Friday, November 17, 2006

happy birthday to meeeeeee!!!

Well, another day, another year older. THIS year, I got, as an early present, a prescription for Zoloft. So, now with my zoloft/adderral cocktai, you can actually start calling me again and I will be LESS likely to yell at you. (though, no guarantees) SO bring on the birthday calls!!

When my shrink said, too matter of factly for my liking, that I was depressed, I started arguing with him, which he in turn said was a sign of depression (see blog about NOT ever dating a shrink) I was QUITE certain that my measure of whether I was depressed or not was quite scientific. You know that commercial where they voice over says "WHO does depression hurt?" and it shows various scenes of depressed people neglecting their kids or zoning out at work etc.....well they also show the sad forlorn dog sitting by the door pathetically holding a tennis ball in his mouth. just sitting there because his depressed owner is too depressed to play with him.

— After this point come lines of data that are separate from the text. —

PR #2367, opened 2021-07-01
Broken quarantine bug fix

### LINKED ISSUE #2106: Broken quarantine logic?
In `lib/pbench/server/utils.py` the `quarantine` method loops through a potential list of input files to quarantine tarballs by re-linking them into a `dest` destination directory.

It appears that the code inside the loop wants to skip certain files, because, for example, the file doesn't exist. However there's a problematic second clause:

```
        if not os.path.exists(afile) and not os.path.islink(afile):
            continue
```

As written `os.path.islink()` is redundant as a file that doesn't exist can't also be a link. Most likely, the `and` was intended to be an `or`, as the logic inside the loop doesn't create a link to a file, but rather only moved (`shutil.move`) the target... which in our normal file structure makes no sense unless the target _is_ a link.

However, as written, the loop doesn't `continue` on a file that exists but isn't a link, and would therefore move the source file; for reference, the unit tests cause `pbench-server-prep-shim-002` to call `quarantine` with files that are not links (e.g., `test-5.2`):

```
  1970-01-01T00:00:42.000000 ERROR pbench-server-prep-shim-002.pbench-server-prep-shim-002 process_tb -- run-1970-01-01T00:00:42-UTC: Duplicate: /var/tmp/pbench-test-server/test-5.2/pbench-local/pbench-move-results-receive/fs-version-002/controller-d-duplicate/tarball-duplicate_1970.01.01T00.42.00.tar.xz duplicate name
+ 1970-01-01T00:00:42.000000 INFO pbench-server-prep-shim-002.utils quarantine -- /var/tmp/pbench-test-server/test-5.2/pbench-local/pbench-move-results-receive/fs-version-002/controller-d-duplicate/tarball-duplicate_1970.01.01T00.42.00.tar.xz.md5 is not a link
  1970-01-01T00:00:42.000000 ERROR pbench-server-prep-shim-002.pbench-server-prep-shim-002 process_tb -- run-1970-01-01T00:00:42-UTC: Quarantined: /var/tmp/pbench-test-server/test-5.2/pbench-local/pbench-move-results-receive/fs-version-002/controller-e-bad-md5/tarball-bad-md5_1970.01.01T00.42.00.tar.xz failed MD5 check
  1970-01-01T00:00:42.000000 INFO pbench-server-prep-shim-002.pbench-server-prep-shim-002 process_tb -- tarball-bad-md5_1970.01.01T00.42.00.tar.xz: FAILED
  1970-01-01T00:00:42.000000 INFO pbench-server-prep-shim-002.pbench-server-prep-shim-002 process_tb -- md5sum: WARNING: 1 computed checksum did NOT match
+ 1970-01-01T00:00:42.000000 INFO pbench-server-prep-shim-002.utils quarantine -- /var/tmp/pbench-test-server/test-5.2/pbench-local/pbench-move-results-receive/fs-version-002/controller-e-bad-md5/tarball-bad-md5_1970.01.01T00.42.00.tar.xz is not a link
```

Especially in the case of the duplicate name, we probably _do_ want to move the original intake tarball directly to quarantine (do not pass go, do not collect $200) rather than moving a "state" link there as we generally would do later in the pipeline. In which case, perhaps the `and not os.path.islink(afile)` term should simply be removed.

riya-17:
Removing unneeded conditional statement

Fixes #2106
Quarantine logic must be able to deal with all the files till they exist.

### DIFF
--- a/lib/pbench/server/utils.py
+++ b/lib/pbench/server/utils.py
@@ -2,6 +2,7 @@ import os
 import sys
 import shutil
 
+from pathlib import Path
 from pbench.server.database.models.tracker import Dataset, States, DatasetNotFound
 
 
@@ -72,17 +73,18 @@ def quarantine(dest, logger, *files):
         sys.exit(101)
 
     for afile in files:
-        if not os.path.exists(afile) and not os.path.islink(afile):
+        afile = Path(afile)
+        if not afile.exists():
             continue
         try:
             # If the file we're moving is a tarball, update the dataset
             # state. (If it's the associated MD5 file, skip that.)
-            if str(afile).endswith(".tar.xz"):
+            if afile.name.endswith(".tar.xz"):
                 try:
                     Dataset.attach(path=afile, state=States.QUARANTINED)
                 except DatasetNotFound:
                     logger.exception("quarantine dataset {} not found", afile)
-            shutil.move(afile, os.path.join(dest, os.path.basename(afile)))
+            shutil.move(afile, os.path.join(dest, afile.name))
         except Exception:
             logger.exception(
                 'quarantine {} {!r}: "mv {} {}/" failed', dest, files, afile, dest


dbutenhof (approved):
Thanks, Riya; I'd like Peter to take a look before this goes in as a lot of my interpretation of this weird case was speculative.

webbnh:
While we're having @portante look at this code....

The docstring for this function says, "Errors here are fatal but we log an error message to help diagnose problems," but there is no `exit()` call after line 84, as there is in the other exception cases...should there be one?

webbnh:
Also, this branch is going to need a rebase.

lib/pbench/server/utils.py
```diff
@@ -72,7 +72,7 @@ def quarantine(dest, logger, *files):
         sys.exit(101)
 
     for afile in files:
-        if not os.path.exists(afile) and not os.path.islink(afile):
+        if not os.path.exists(afile):
```
npalaska, line 75: Since we are updating this condition, can we also update it to use `Pathlib` module something like `if not 
 Path(afile).exists()`

npalaska (commented):
Needs a rebase.

riya-17:
> The docstring for this function says, "Errors here are fatal but we log an error message to help diagnose problems," but there is no `exit()` call after line 84, as there is in the other exception cases...should there be one?

I am not sure but I think we would not want to exit if we are not able to update the dataset state as we will be saving the failure in the log and it will lose the whole of the reason of quarantine because exiting will lead to TB not being moved to quarantine directory.

webbnh:
> > The docstring for this function says, "Errors here are fatal but we log an error message to help diagnose problems," but there is no `exit()` call after line 84, as there is in the other exception cases...should there be one?
> 
> I am not sure but I think we would not want to exit if we are not able to update the dataset state as we will be saving the failure in the log and it will lose the whole of the reason of quarantine because exiting will lead to TB not being moved to quarantine directory.

I don't necessarily disagree -- mostly, I was pointing out that the code doesn't seem to be consistent with the docstring -- I would be satisfied if we changed either one.

As the code currently stands, we die if we cannot create the destination directory (which makes sense) or if we encounter a problem moving any file into it (which is OK, I guess).

If we move a tar file into the directory _without_ updating the state of its dataset, I feel like we create an inconsistency.  So, it seems like there might be a good justification for dying there, too.  (Hence my hope that @portante would chime in and opine.)

dbutenhof:
> > > The docstring for this function says, "Errors here are fatal but we log an error message to help diagnose problems," but there is no `exit()` call after line 84, as there is in the other exception cases...should there be one?
> > 
> > I am not sure but I think we would not want to exit if we are not able to update the dataset state as we will be saving the failure in the log and it will lose the whole of the reason of quarantine because exiting will lead to TB not being moved to quarantine directory.
> 
> I don't necessarily disagree -- mostly, I was pointing out that the code doesn't seem to be consistent with the docstring -- I would be satisfied if we changed either one.
> 
> As the code currently stands, we die if we cannot create the destination directory (which makes sense) or if we encounter a problem moving any file into it (which is OK, I guess).
> 
> If we move a tar file into the directory _without_ updating the state of its dataset, I feel like we create an inconsistency. So, it seems like there might be a good justification for dying there, too. (Hence my hope that @portante would chime in and opine.)

Yes; I introduced the Dataset "gently" to avoid disrupting too much, and especially because there were already a lot of odd twists to make the gold unit tests work. The original motivation was a way to carry the owner through from `PUT` to index, and I originally had used `find-or-create` operations just about everywhere, and just logging failure as I did here. I ended up solving the worst of the problems by pre-populating the DB in the `unittests` script, allowing me to slide into a more rigorous model; but by that point I was somewhat saturated, I wasn't up to dealing with error recovery mechanisms, and I only partially hardened the code.

I agree that if we can't create or update a `Dataset` at any point, that's a serious failure; gaining severity as the PostgreSQL database becomes more critical to normal server operations. E.g., publish relies on the document map created at index time on a pre-existing `Dataset`; and I'm seriously considering optimizing some of the simpler queries, especially `controllers/list`, to use the DB rather than constructing, launching, and postprocessing an Elasticsearch query with such simple constraints.

Philosophically, I really dislike the idea of a utility method deep in the bowels of the library calling `exit`; it's anti-modular. At the same time, though, I was OK with this PR being a point fix for one small problem rather than a massive re-implementation of the module!

dbutenhof:
> If we move a tar file into the directory _without_ updating the state of its dataset, I feel like we create an inconsistency. So, it seems like there might be a good justification for dying there, too. (Hence my hope that @portante would chime in and opine.)

_Putting this out as a separate reply so it doesn't get lost:_

@portante my concern with my interpretation of the problem (essentially, the inherent redundancy of the check) is in determining exactly what we want to happen when we call `quarantine` with a real tarball rather than a state link; this can happen in `put_shim` for duplicate filenames. (And, as such, the problem is perhaps a bit limited as `PUT` will simply reject bad intake requests outright and we'll never have to deal with quarantine before intake is validated and complete.)

Specifically, do we want to skip the "raw file" or do we want to move it like we do the "state" link later in the pipeline? My interpretation is that leaving a bad intake file (e.g., a duplicate name) where it is _at best_ serves no purpose, and it probably makes more sense to move it regardless of the fact that it's not a link. If this isn't what we want to do, then my commentary led Riya down a dead end.  :-)

lib/pbench/server/utils.py
```diff
@@ -72,17 +73,18 @@ def quarantine(dest, logger, *files):
...
     for afile in files:
-        if not os.path.exists(afile) and not os.path.islink(afile):
+        afile = Path(afile)
+        if not afile.exists():
             continue
         try:
             # If the file we're moving is a tarball, update the dataset
             # state. (If it's the associated MD5 file, skip that.)
-            if str(afile).endswith(".tar.xz"):
+            if afile.name.endswith(".tar.xz"):
```
portante, line 82: We don't want to do this when the file is a symbolic link, right?

portante (changes requested):

lib/pbench/server/utils.py
```diff
@@ -72,17 +73,18 @@ def quarantine(dest, logger, *files):
         sys.exit(101)
 
     for afile in files:
-        if not os.path.exists(afile) and not os.path.islink(afile):
+        afile = Path(afile)
+        if not afile.exists():
```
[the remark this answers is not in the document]
portante: Ah, sorry, that is described in the issue for this PR ...

lib/pbench/server/utils.py
```diff
@@ -72,17 +73,18 @@ def quarantine(dest, logger, *files):
         sys.exit(101)
 
     for afile in files:
-        if not os.path.exists(afile) and not os.path.islink(afile):
```
portante, line 75: How is the original logic wrong?

If you have a two symbolic links, one that references a file that does exist, and one that references a file that does not exist, `os.path.exists(afile)` will return `True` for the symbolic link reference to the existing file, and will return `False` for the symbolic link reference to the non-existent file.

With that, this test is trying to make sure that we "quarantine" a symbolic link that references a non-existent file.

So I am not sure why this code needs to be changed.

portante (changes requested):

lib/pbench/server/utils.py
dbutenhof: OK, I missed the subtlety that `os.path.exists` on a link tests for existence of the link destination; however this `continue` triggers only if `afile` isn't a link at all. So what we're actually saying here is that the path is a non-link file that doesn't exist. I still don't understand how this becomes a meaningful condition?

1. What do we want `quarantine` to do when given a path that's a real file (not a link)? This happens in put-shim, and is what drew my attention to this code.
2. What do we want `quarantine` to do when given a path that's a link to a file that exists? (We probably reasonably guess this to be a state link and rename it.)
3. What do we want `quarantine` to do when given a path that's a link to a file that doesn't exist, and how would this come about? (This might be, as your answer suggests, the intent of this code; but if so it seems it should be `and os.path.islink(afile)`.)

portante: > this `continue` triggers only if `afile` isn't a link at all.

Correct because we cannot invoke `shutil.move()` on a file that does not exist, but we can on a symbolic link that does exist, but links to a file that does not exist.

>  So what we're actually saying here is that the path is a non-link file that doesn't exist. I still don't understand how this becomes a meaningful condition?

We are just protecting the `shutil.move()` from the caller.

> 1. What do we want `quarantine` to do when given a path that's a real file (not a link)? This happens in put-shim, and is what drew my attention to this code.

Move it.

> 2. What do we want `quarantine` to do when given a path that's a link to a file that exists? (We probably reasonably guess this to be a state link and rename it.)

Move it.

> 3. What do we want `quarantine` to do when given a path that's a link to a file that doesn't exist,

Move it (in the best imitation of Sacha Baron Cohen as King Julien XIII possible).

> and how would this come about?

I don't know how, we just need to quarantine the unexpected condition.

> (This might be, as your answer suggests, the intent of this code; but if so it seems it should be `and os.path.islink(afile)`.)

Not sure I understand: We do not want to call `shutil.move()` on a file that does not exist.  So, a file *really* doesn't exist if it does not exist and it is not a symbolic link (thank you Python for being _so_ helpful!).  ;)

webbnh: Given how hard I am having to think about this, there is definitely **_something_** wrong here.  😁

This code skips `afile` if the path does not exist _and_ if the path does not refer to a symbolic link file.  So, if there were a symlink and it referred to a non-existent file, then the existence check would return `False`, and the `islink()` check would return `True`, and it would not be skipped, and it would be quarantined.

`exists()` | `islink()` | Quarantined
--- | --- | ---
False | True | Yes
True | True | Yes
True | False | Yes
False | False | No

Thus, in addition to the first case, we would also quarantine it if the symlink refers to an existent file as well as if it's an existing, real file (and not a symlink).

So, the only time we would skip the quarantine is when the file actually doesn't exist (i.e., it's not there in any form, symlink or otherwise)...which raises the question of how we know to look for it and why we're trying to prevent problems from touching it ([rather than recovering from them](https://docs.python.org/3.5/glossary.html#term-eafp)).

So, yeah, I think I concur that the original logic was appropriate.

The new logic will not quarantine existing but broken symlinks.  But, I have no idea what the ramifications of that are.

dbutenhof: OK; so, in summary, what's not clear here is the nature of the workaround to protect `shutil.move()`.  We really do want to quarantine any file, skipping only a file that __really__ doesn't exist instead of only __mostly__ doesn't exist. That is, `not os.path.exists()` isn't good enough here because we don't want to skip a broken symlink, and a symlink's `exists` is tied to the symlink's target rather than the symlink itself. The `and not os.path.islink` essentially removes the implicit symlink dereference from `exists` to avoid skipping the "mostly doesn't exist" case.

That's twisted.

Given this, I think the real resolution for the issue is to add that information to the `quarantine` function, either as part of the docstring or a comment. (I would prefer the docstring as it's generally more visible.)

webbnh: OK, nevermind...sorry for showing up late!  😆

lib/pbench/server/utils.py
dbutenhof: Why? If it follows our normal naming conventions, this theoretically works fine even if we're seeing a broken "state" link.

The `except DatasetNotFound` protects against the consequences of trying to update a dataset that doesn't actually exist; but the suffix check keeps us from even trying if it's unlikely to represent a real dataset in the first place.

dbutenhof (changes requested):
Given the discussion about the file existence check, looks like these changes really need to be backed out and replaced with a docstring note (or at least a comment) explaining the reasoning behind the odd path checks.

Although I do like the change from `os.path` to `Pathlib`...

lib/pbench/server/utils.py
webbnh: (The fact that my e-mail updates faster than the web page is a little bit...dizzying.  😝)

> (I would prefer the docstring as it's generally more visible.)

I would vote for "both":  explain in the docstring that we move all files, including symlink files; and, put a reminder in a code comment that `exists()` refers to the _target_ when the path refers to a symlink.  (In fact, I would be inclined to reverse the order of the `if` statement -- only check for (non-)existence if the path is _not_ to a symlink.)

portante: Let's close this PR, and the issue, and open a new issue for future work to address this.  If somebody wants to make a PR to do as Webb suggests, great.

Thanks all!

lib/pbench/server/utils.py
portante: Why would we want to mark a tar ball as quarantined, when there is a problem with a symlink?

I think this should be removed from this code path, and in all the places where `quarantine()` is called, have that invocation pass an additional argument to have the tar ball quarantined.

dbutenhof: After the prep-shim "pre-processing" phase, I'd expect any quarantine operation to be done using the state symlink. Ideally I'd like to capture more information about what happened in the `Dataset` object, but with this code structure we don't have any information beyond "the caller decided to quarantine". Yes, we could move it out a layer where we have more context, but that also increases the chances of missing a transition somewhere. Doing state transitions in common code is generally an advantage. This is all something to think about as we move away from "files" and "state links" to represent the data and context. For now, this feels like the best compromise.

lib/pbench/server/utils.py
riya-17: I will close this PR

riya-17:
> Given the discussion about the file existence check, looks like these changes really need to be backed out and replaced with a docstring note (or at least a comment) explaining the reasoning behind the odd path checks.
> 
> Although I do like the change from `os.path` to `Pathlib`...

We can address these changes in another PR with relevant issue

PR #2372, opened 2021-07-16
Fixes for sos-report >= 4.0 versions

### LINKED ISSUE #2363: `sos report` in Fedora 34 produces a SHA256 checksum file, not an MD5 file
That makes `pbench-sysinfo-dump` conclude that the `sos report` generation failed.

### LINKED ISSUE #2371: Use the new `sos report` (notice the space) for OSes with sos 4.0+
The new sos 4.0+ deprecates the `sosreport` command, we should change to using the `sos report` command.

ndokos:
Fixes #2363
Fixes #2371

The command name has changed in versions >= 4.0.
The generated checksum is SHA256 in versions >= 4.1.

### DIFF
--- a/agent/util-scripts/tool-meister/pbench-sysinfo-dump
+++ b/agent/util-scripts/tool-meister/pbench-sysinfo-dump
@@ -75,6 +75,10 @@ function collect_sos {
 	else
 		_quiet=" --quiet"
 	fi
+
+	_sos_report_cmd="sosreport"
+	_cksum_suffix="md5"
+
 	if [[ "${sos_ver}" -lt 3 || ( "${sos_ver}" -eq 3 && ( "${sos_ver_minor}" -lt 5 || ( "${sos_ver_minor}" -eq 5 && -z "${sos_ver_subminor}" ) ) ) ]]; then
 		# Pre-v3.5.1+
 		_modules="general lsbrelease"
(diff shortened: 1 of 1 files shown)


ndokos:
Please hold off reviewing this - I think I goofed. Where is the "Change it to Draft" button?

ndokos:
Tested on F33 (sos v4.0) and F34 (sos v4.1).

agent/util-scripts/tool-meister/pbench-sysinfo-dump
```diff
@@ -101,9 +105,19 @@ function collect_sos {
...
+
+	if [[ "${sos_ver}" -gt 4 || ( "${sos_ver}" -eq 4 && "${sos_ver_minor}" -ge 1 )]]; then
+		# sos uses sha256 sums, not md5, in 4.1+
+		_cksum_suffix="sha256"
+	fi
+
 	_name="pbench-${_pbench_full_hostname}"
 	_cmd="${dir}/sosreport-${_name}.cmd"
-	printf -- "sosreport" > ${_cmd}
+	printf -- "%s" "${_sos_report_cmd}" > ${_cmd}
```
webbnh, line 120: While this obviously works, it's more complex than it needs to be; e.g.:
```
	printf -- "${_sos_report_cmd}" > ${_cmd}
```
If you're worried about there being percent signs in the command string, then use something even simpler, like:
```
	echo ${_sos_report_cmd} > ${_cmd}
```

webbnh (approved):
It looks good except for line 130 (and the nit I called out below).

portante (dismissed):

agent/util-scripts/tool-meister/pbench-sysinfo-dump
ndokos: I am trying to make it a habit to never use a `printf` without a `%s` format spec when  printing anything but a fixed string. Feel free to whack me if I deviate from that :-)

ndokos:
Fixed the comment on l.130

agent/util-scripts/tool-meister/pbench-sysinfo-dump
webbnh: Fair enough.  Although, under the heading of "use the right tool for the job", I would suggest that, if you don't use `printf`, you won't run into that problem.  😉

webbnh (approved):
Good to go.

agent/util-scripts/tool-meister/pbench-sysinfo-dump
portante: We can't use `echo` here because it adds a newline, and we are forming a command line in the file, `${_cmd}`.

So one could use `echo -n "${_cmd}"`.

I believe the quotes around the string are required to prevent the contents of the string from being interpreted by the shell.

portante (approved):

agent/util-scripts/tool-meister/pbench-sysinfo-dump
webbnh: As you say, the `-n` switch resolves the newline problem.

I don't think the quotes are required:  the variable expansion is done during the shell's interpretation -- the contents don't get interpreted a second time.

PR #2374, opened 2021-07-17
Add Jenkins support to b0.69 branch

webbnh:
This pull request changes the CI for the `b0.69` branch from Travis CI to Jenkins by back-porting the Jenkins support from 0.71.

I've got the tests running successfully outside the Github environment; now I'm creating a PR to see if Mr. Jenkins will run the new test support automagically.

Once that's working, there is still some polishing to be done, so this PR is in draft mode for the moment.

(Note to self:  compare this PR to [2695e8e2a436cb0eaaa2099f231144dffad0c227](https://github.com/distributed-system-analysis/pbench/commit/2695e8e2a436cb0eaaa2099f231144dffad0c227) to make sure that I didn't miss anything.)


jenkins/python-setup.sh
```diff
@@ -28,3 +28,9 @@ $(head -n 1 ${_prefix}/lib*/python3.*/site-packages/pbench.egg-link 2> /dev/null
 export PYTHONPATH
 
 python3 setup.py develop --prefix="${_prefix}"
+
+set -x
+ls -l $(realpath /dev/log)
```
dbutenhof, line 33: I might've added a `file $(realpath /dev/log)`

agent/util-scripts/pbench-register-tool
```diff
@@ -232,6 +232,7 @@ debug_log "tool_opts: \"${tool_opts[@]}\""
 
 # Determine what our local hostname(s) and IP(s) are.
 # FIXME: this does not check for ipv6
+if ! command -v ip >/dev/null 2>&1 ; then echo "PATH=$PATH"; fi
```
webbnh, line 235: This is, strictly speaking, debugging code, but it was a little hard to set up (believe it or not), and it was so very illuminating when it triggered, that I'm inclined to leave it in place:  the code below it depends on having `/usr/sbin` in the User's `PATH` in order to find the `ip` command, and, if it is not there (as it is not, by default, in Mr. Jenkins's environment), it comes as a nasty surprise, which the output of this command will help diminish.  (And, otherwise, it has no effect.)

portante: Why not move this to the beginning of `jenkins/run-unittests` so that we don't have to modify exiting code already being shipped?

jenkins/Pipeline.gy
```diff
@@ -0,0 +1,11 @@
+pipeline {
+    agent { label 'pbench' }
+    stages {
+        stage('Linting & Unit Tests') {
+            steps {
+                echo 'Linting and legacy unit tests'
+                sh 'jenkins/run jenkins/tox -r --current-env -e jenkins-unittests'
```
portante, line 7: Instead of modifying `jenkins-unittests` to add explicit `black` and `flake8` invocations, why not just add the `lint` before `jenkins-unittests` tox environment target?

jenkins/tox
```diff
@@ -0,0 +1,23 @@
...
+
+export TOXWORKDIR=/var/tmp/tox
+mkdir -p ${TOXWORKDIR}
+if [[ ${?} -ne 0 ]]; then
+    exit 1
+fi
+export HOME=${TOXWORKDIR}
+export XDG_CONFIG_HOME=${TOXWORKDIR}/.config
+
+export PATH=${PATH}:/usr/sbin  # For /usr/sbin/ip, used by pbench-register-tool
```
portante, line 21: Seems like we really need to do this in `agent/profile` as well, by just adding a `_pbench_pathins /usr/sbin` before line 36.

And this would be better served in the `agent/util-scripts/unittests` since it is not necessarily a "jenkins" thing.

jenkins/development.Dockerfile
```diff
@@ -0,0 +1,113 @@
+# Fedora 33 pbench development image
```
portante, line 1: Not sure where, but we really need to document somewhere that using the `black` RPM provided by Fedora 33 and later does not work for our code base and we have to use a `pip` installed version explicitly.

server/bin/test-bin/cat
```diff
@@ -0,0 +1,8 @@
+#!/bin/bash
+
+if [[ ! -z "${1}" && "$(basename ${1})" == "tarball-bad-prefix-file_1970.01.01T00.00.00.prefix" ]]; then
+    # The server test-20 expects a file of this name to fail when `cat` tries
+    # to read it.
+    exit 1
+fi
+/usr/bin/cat ${*}
```
portante, line 8: I removed this file from my test environment and the unit tests pass with flying colors.  Can you verify why this is needed?

portante (changes requested):

server/bin/test-bin/cat
portante: See `Draft` PR #2398 CI output.

jenkins/python-setup.sh
portante: Since this is a back-port, we might want to track such an addition on the `main` branch.

lint-requirements.txt
```diff
@@ -0,0 +1,2 @@
+black==19.10b0
+flake8==3.7.7
```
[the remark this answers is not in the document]
webbnh: Because that's what I think the `main` branch is using?

jenkins/Pipeline.gy
webbnh: Because, more or less, that's the way that `main` did it?  (I can do it whichever way we want...how do we want to do it?)

jenkins/python-setup.sh
webbnh: This was debugging code which Dave commented on during the brief interval after it was added and before it was removed.  There is nothing more to see here, now.

agent/util-scripts/pbench-register-tool
webbnh: The crux of the matter is, if the user's environment is not set up correctly, then things will go off the rails at the very next statement, regardless of how this command is invoked, and so this is the appropriate point at which to detect, diagnose, and/or report the failure.  However, this is rather cryptic way to do it, and, it would be best to prevent this problem rather than to diagnose it on the fly, so, I'll revert this change so that this PR doesn't impact any of the product code.

See also #2383.

jenkins/Pipeline.gy
webbnh: I've changed `Pipeline.gy` to invoke the `lint` "environment" instead of running Black and Flake8 in the `jenkins-unittests` script.

jenkins/tox
webbnh: I'm going to defer this; tracked in #2383.

jenkins/development.Dockerfile
webbnh: I enlarged the commentary in the Dockerfile.  Ideally, we would periodically review the test console output to ensure that it reports nothing surprising.

server/bin/test-bin/cat
webbnh: I tried removing it, and it now seems to work without it.

jenkins/Pipeline.gy
webbnh: Ayaaaand, that didn't work.  (`tox` declines to install the linters before trying to run them, and after a couple of straightforward tweaks, I'm unable to convince it to change its mind.)  So, I've restored the flow to run the linters from the script, which executes after the installation.

portante (changes requested):
Looks like we just need a rebase, and have it broken into a commit for the Jenkins work vs what it took to get the tests to pass.

webbnh:
OK, I've rebased and done some squashing.  @portante, let me know what else you want squashed.

portante (approved):
Looks good!

jenkins/python-setup.sh
```diff
@@ -0,0 +1,29 @@
...
+    exit 1
+fi
+
+pip3 install --no-cache-dir --progress-bar off --no-color --prefix="${_prefix}" \
+    -r ${progdir}/lint-requirements.txt \
+    -r ${progdir}/server/requirements.txt \
+    -r ${progdir}/agent/test-requirements.txt
+    # -r ${progdir}/agent/requirements.txt \
+    # -r ${progdir}/server/test-requirements.txt \
+    # -r ${progdir}/docs/requirements.txt \
```
dbutenhof, line 14: Do we want to retain the commented-out lines? (Default answer is "no". 😀 )

dbutenhof (approved):
One minor cleanup? But possibly not worth another commit right now?

jenkins/python-setup.sh
portante: Let's merge, we can fix in a follow-up commit.

webbnh: > Do we want to retain the commented-out lines? (Default answer is "no". 😀 )

No.  Well, yes.  But, no.  Um...maybe?  🤷

As you say, the default is "no", and I'm generally against stuff like this; however, it was just annoying enough flipping back and forth between `b0.69` and `main` that I felt like it was reasonable to have a record here of what things look(ed) like in `main`, so I left it in.  (I figured I could/would delete it if someone actually objected, but...for better or for worse, you objection was not "timely"...so it will be retained for now.)

PR #2375, opened 2021-07-17
Expect `trafficgen` to be installed already

portante:
Benchmark wrappers should not merge the concern of how software is to be installed and deployed with how to run that software.  Those are two separate concerns that create a tightly coupled set of behaviors where the benchmark wrapper has to "know" how the software should be built and installed.

For `trafficgen`, we now expect the code to be installed in the expected location, `/opt/bench-trafficgen/trafficgen`, with the installation process providing the version number of the software in the `VERSION` file.

### DIFF
--- a/agent/bench-scripts/pbench-trafficgen
+++ b/agent/bench-scripts/pbench-trafficgen
@@ -86,7 +86,6 @@ tool_group=default
 one_shot="n"
 skip_trex_install="n"
 skip_trex_server="n"
-skip_git_pull="n"
 flow_mods_def="src-ip,dst-ip,src-mac,dst-mac"
 flow_mods="${flow_mods_def}"
 all_possible_flow_mods="src-ip,dst-ip,src-mac,dst-mac,src-port,dst-port,encap-src-ip,encap-dst-ip,encap-src-mac,encap-dst-mac,protocol,none"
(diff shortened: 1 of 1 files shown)


agent/bench-scripts/pbench-trafficgen
```diff
@@ -100,7 +99,7 @@ sysinfo="none"
 tool_period="binary-search" # can also be "repeat-final-validation"
 trafficgen_version="unknown"
 if [[ -z "${trafficgen_dir}" ]]; then
-	trafficgen_dir="/opt/trafficgen"
+	trafficgen_dir="/opt/bench-trafficgen/trafficgen"
```
webbnh, line 102: Should that be `pbench-trafficgen` (with a leading `p`)?

agent/bench-scripts/pbench-trafficgen
```diff
@@ -856,39 +848,21 @@ if [ "${postprocess_only}" == "n" ]; then
...
 	else
-		if pushd /opt >/dev/null && git clone https://github.com/atheurer/trafficgen.git; then
-			trafficgen_version=$(git log --max-count=1 --pretty=%h)
-			echo "trafficgen cloned"
-			popd >/dev/null
-		else
-			error_log "could not clone latest trafficgen"
-			exit 1
-		fi
+		trafficgen_version="unknown"
```
webbnh, line 858: `trafficgen_version` is initialized to this at line 100...do we need this assignment here?

webbnh (commented):
Not sure why I'm reviewing a draft PR (other than that you requested it... 😉), but it looks good to me (but, I would add the missing `p` and remove the redundant assignment -- see below).

agent/bench-scripts/pbench-trafficgen
portante: That is apparently when the "Crucible" environment calls it.

portante:
This is a draft PR because this is only a proposal for the `bench-trafficgen` repository to consider.

portante:
Doesn't look like this support is coming anytime soon. :(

THAT used to be my depression check point, because I would say to myself "oh, well, I am NOT depressed because I do in fact, every single goddamn morning, play ball with my spoiled brat dogs" and then I look at said dogs, passed out on their designer dogs beds, exhausted from their morning ball playing and I say "you guys don't EVEN know how good you have it! You could ba like that sad dog with a depressed owner!"

But alas, that check point was wrong. when I drove away from the shrink's pad, I was so confused. I kept thinking "how did that happen to me? My dogs never sit by the door with a sad look holding their ball...I CAN'T BE DEPRESSED if I play ball with my dogs!!!" it just didn't compute.

then the light bulb went on. Here's the X factor i had not calculated....

MY dogs would NEVER just sit by the door with a ball in their mouth looking sad. It actually would never even occur to them. When they want to play ball, they stalk me around the house, each with a ball in their mouth. If I try to ignore them via depression, one drops the ball repeatedly on my lap, while the other shoves the ball in my face over and over. If I still try to ignore them in my depressive state one will drop the ball, stare at the ball and bark..., while the other climbs 80 lbs of fat yellow fur on my lap and hovers over my face mere centimeters away, breathing HARD with the ball in her mouth growling. My depression was masked you see, by obnoxious relentless labrador pursuit. Good think I had a shrink intervention!

anyhoo, back to MY BIRTHDAY. I'm off to vegas tonight to celebrate. Hopefully I'll catch a good .99 cent buffet. I like all things COACH and Pottery Barn. just in case anyone was wondering.

Tuesday, November 14, 2006

lonnnngggggg day.....

today was one of those long ass days where all you wanna do is come home and throw yourself on the couch and veg out to mindless tv like Next Top Model or people's court or something like that. But no, you throw yourself on the couch and your two cooped up dogs think this is a sign to wrestle and/or play ball. so even though I am completely ignoring them one is staring at me while dropping a wet ball on the couch and the other is pawing me with her fat paw, making what looks like heroin track marks on my arm. I don't even have the energy to swat them away, so like the single welfare mom that I resemble, I just go get the bag of treats and keep throwing them on the floor. Apple needs to make an ipod for dogs or something. where is technology when I need it?!

Thursday, November 09, 2006

on modern psychiatry....

what I think is this....if you're a woman you should never fall in love with your shrink.

I've heard of it all the time, and I GET it...I mean there you are on the UGLY couch, pouring out all your evil dark shit, being all vulnerable, and this guy just looks at you with compassion, no judgement, no shock, and tells you that you are fine, you just need a few colorful pills, IT'S NOT YOUR FAULT. You get to be completely self indulgent and a guy sits there, LISTENING, not interrupting, not watching football, just listening.

So OBVIOUSLY you would fall in love, even if he DOES have a semi-bald head, a combover, is short, and rather resembles freud.

But here would be the downside, if you think about it. He would ALWAYS win any arguement. you don't stand a chance. he will always ALWAYS pull out the soft voice and make you think YOU'RE crazy. And he will have lots of text books to back it up.

Also your kids will be screwed up. In the tradition of the "preacher's kids" who are always goth drug addict athiests, your kids will be serial killers or chess players or something weird and creepy like that.

These are the things I think of when I am paying $200 an hour and listening to him talk. And I also think, "every minute this costs $4. thats a mocha per minute. If I leave to go to the bathroom that's like 5 wasted mochas." So not only do I talk fast, I hold my pee too, try not to sneeze or cough, and I am NEVER never late.